Chez les eucaryotes, la recombinaison homologue permet également de réparer de l’ADN (cassures bicaténaires) et de débloquer des fourches de réplication bloquées. La recombinaison homologue joue des rôles supplémentaires importants durant la méiose. Pendant la méiose, la recombinaison homologue est obligatoire pour aligner correctement les chromosomes homologues et maintenir l’intégrité du génome. La recombinaison redistribue également les gènes entre les chromosomes ce qui assure une variation des ensembles de gènes transmis à la génération suivante.
Pendant la phase S, les chromosomes d’une cellule (2N) sont répliqués pour donner un contenu total en ADN de 4N. Les produits de la réplication, les chromatides sœurs, restent associés.

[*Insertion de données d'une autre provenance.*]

Issue #355, opened 2025-02-13
Incorrect "exceeding receivable amount_msat" error


Impa10r:
v4.0rc1 on testnet3, the error should not be triggered:

```
$ pscli swapin --sat_amt=507914 --channel_id=2796274673227464705 --asset=lbtc
2025/02/13 16:57:47 rpc error: code = Unknown desc = exceeding receivable amount_msat: 507914000
peerswap $ pscli listpeers
{
  "peers":  [
    {
      "node_id":  "020ed4ea09c56c3e398190ae5ac60504fe4e56d6989d49e2f7845f14608c546854",
      "swaps_allowed":  true,
      "supported_assets":  [
        "btc",
        "lbtc"
      ],
      "channels":  [
        {
          "channel_id":  "2796274673227464705",
          "local_balance":  "481141",
          "remote_balance":  "517914",
          "active":  true
        }
      ],
```

--sat_amt=507913 works, so the cushion required is 10,001. 

However, on a mainnet I saw the cushion required 100,001. What is the exact formula?

YusukeShimizu:
[Referring to the code](https://github.com/ElementsProject/peerswap/blob/master/lnd/client.go#L147), the basis for calculating “ReceivableMsat” is as follows:
```go
receivable := (remoteBalanceSat - remoteChanReserveSat) * 1000
if maxHtlcAmtMsat != 0 {
    receivable = min(receivable, maxHtlcAmtMsat)
}
```
In other words, “ReceivableMsat” is the smaller of (remoteBalance minus remoteConstraints().ChanReserveSat) and maxHtlcAmtMsat. Might it be possible that this issue arises because the channel reserve differs between testnet and mainnet?

Impa10r:
Will have a look, thanks. The incorrect fact was that the swap amount 507914 did not exceed amount_msat: 507914000 (they are equal).

PR #356, opened 2025-02-14
Fix "exceeding amount_msat" check

Impa10r:
https://github.com/ElementsProject/peerswap/issues/355

Replace <= with <

### DIFF
--- a/swap/actions.go
+++ b/swap/actions.go
@@ -602,7 +602,7 @@ func (r *PayFeeInvoiceAction) Execute(services *SwapServices, swap *SwapData) Ev
 	requiredBalance := swap.SwapOutRequest.Amount*1000 + msatAmt
 
 	// Check if the spendable balance (sp) is sufficient
-	if sp <= requiredBalance {
+	if sp < requiredBalance {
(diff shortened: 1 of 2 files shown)


YusukeShimizu:
Thank you for the revisions.  
I believe it’s correct to allow for situations where sp (spendable amount) and rs (receivable amount) are exactly the same. 
 
 However, the spendable amount is also checked again when executing PayFeeInvoiceAction. In order to implement the intended changes, wouldn’t the modification also be necessary?
 https://github.com/ElementsProject/peerswap/blob/178522abe397fe8b48acc01b7b3035413930fc36/swap/actions.go#L654

Impa10r:
> However, the spendable amount is also checked again when executing PayFeeInvoiceAction. In order to implement the intended changes, wouldn’t the modification also be necessary?
> 
> https://github.com/ElementsProject/peerswap/blob/178522abe397fe8b48acc01b7b3035413930fc36/swap/actions.go#L654

agree, did not notice

YusukeShimizu (approved):
thank you!

PR #369, opened 2025-04-03
Add testnet4 support

Impa10r:
lnd and cln now support testnet4 https://github.com/lightningnetwork/lnd/pull/9620, ps should too


go.mod
```diff
@@ -8,7 +8,7 @@ toolchain go1.23.4
 
 require (
 	github.com/benbjohnson/clock v1.3.0 // indirect
-	github.com/btcsuite/btcd v0.24.3-0.20240921052913-67b8efd3ba53
```
YusukeShimizu, line 11: In lnd as well, rather than using a fixed version, it references a commit in the same way.

YusukeShimizu (commented):
It appears that the same consideration is necessary for `validateNetwork` as well.
https://github.com/ElementsProject/peerswap/blob/master/swap/messages.go#L123

Could you please check if the swap is functioning properly?  

Also, could you handle the corresponding change on the CLN side? It seems that support for testnet4 was recently added https://github.com/ElementsProject/lightning/pull/8171.

Impa10r:
thanks. updated and confirm working with lnd. struggling to test with cln so far.

go.mod
YusukeShimizu: Ah, this is just a note for my own record. Please disregard.

YusukeShimizu:
Would you mind reverting that merge commit and rebasing instead?

YusukeShimizu (approved):
LGTM.  
The changes are limited to non-production areas (tests), so there’s no impact on runtime behavior or mainnet-facing code. All checks pass, so I’m approving.

PR #389, opened 2025-07-08
refactor: use the built-in max/min

bytetigers:
Use the built-in [max/min](https://pkg.go.dev/builtin@go1.21.0#max) function to simplify the code.

Inspired by https://github.com/ElementsProject/peerswap/pull/367


YusukeShimizu (approved):
Thank you!

PR #396, opened 2025-08-25
chore: make function comment match function name[skip ci]

pxwanglu:
make function comment match function name


pxwanglu:
friendly ping~

PR #413, opened 2025-12-09
Increase gRPC message size limits for peerswapd server and REST gateway

mrfelton:
The `/swaps` REST endpoint fails with `ResourceExhausted` errors when responses exceed the default 4 MiB gRPC limit. The server and REST gateway weren't configured with increased limits, unlike the client-side callers which already use 200-500 MiB.

### Changes

- Add `maxMsgRecvSize` constant (500 MiB) to match existing limits in `lnd/connect.go` and `testframework/proxy.go`
- Configure gRPC server with `MaxRecvMsgSize` and `MaxSendMsgSize`
- Configure REST gateway dial options with `MaxCallRecvMsgSize`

Lors de la première division nucléaire de la méiose, les chromosomes homologues dupliqués doivent s’apparier et s’aligner au centre de la cellule par recombinaison homologue. La recombinaison doit être exécutée avant la première division nucléaire pour permettre aux chromosomes de s’aligner et de se séparer. La recombinaison méiotique conduit fréquemment à des crossing-over entre gènes appartenant aux deux chromosomes homologues parentaux.

19
Q

Recombinaison homologue chez les eucaryotes

A

Le programme de développement nécessaire à l’exécution de la méiose par les cellules implique l’expression de plusieurs gènes.
-spo11: code pour une protéine qui introduit des coupures double-brin dans l’ADN chromosomique pour initier la recombinaison. Les coupures ont lieu exactement au moment où les chromosomes homologues commencent à s’apparier.
-mrx: Ce complexe enzymatique est une ADN nucléase multimérique. Il reconnait les sites de coupures par spo11 et les réaménage en régions monocaténaires nécessaires à l’assemblage des protéines de type recA. Comme il dégrade un brin d’ADN à partir des extrémités 5’, ceci engendre de longs segments d’ADNsb terminés par une extrémité 3’.
- dmc1: Dmc1 n’est exprimé que dans les cellules qui entrent en méiose. C’est un homologue de recA. Rad51 est une autre protéine homologue à recA mais elle est exprimée aussi bien dans les cellules en division mitotique que celles en division méiotique.
-Plusieurs autres protéines sont retrouvées dans les complexes protéines-ADN qui forment les foyers de recombinaison.
La recombinaison méiotique est initiée par une coupure bicaténaire d’un des chromosomes homologues par la protéine spo11.
Le complexe Mrx est alors responsable de la résection des brins terminés par un 5’ au site de coupure, ce qui génère de l’ADNsb qui se termine par une extrémité 3’.
Les protéines échangeuses de brin Dmc1 et Rad51 s’assemblent alors sur les queues d’ADNsb.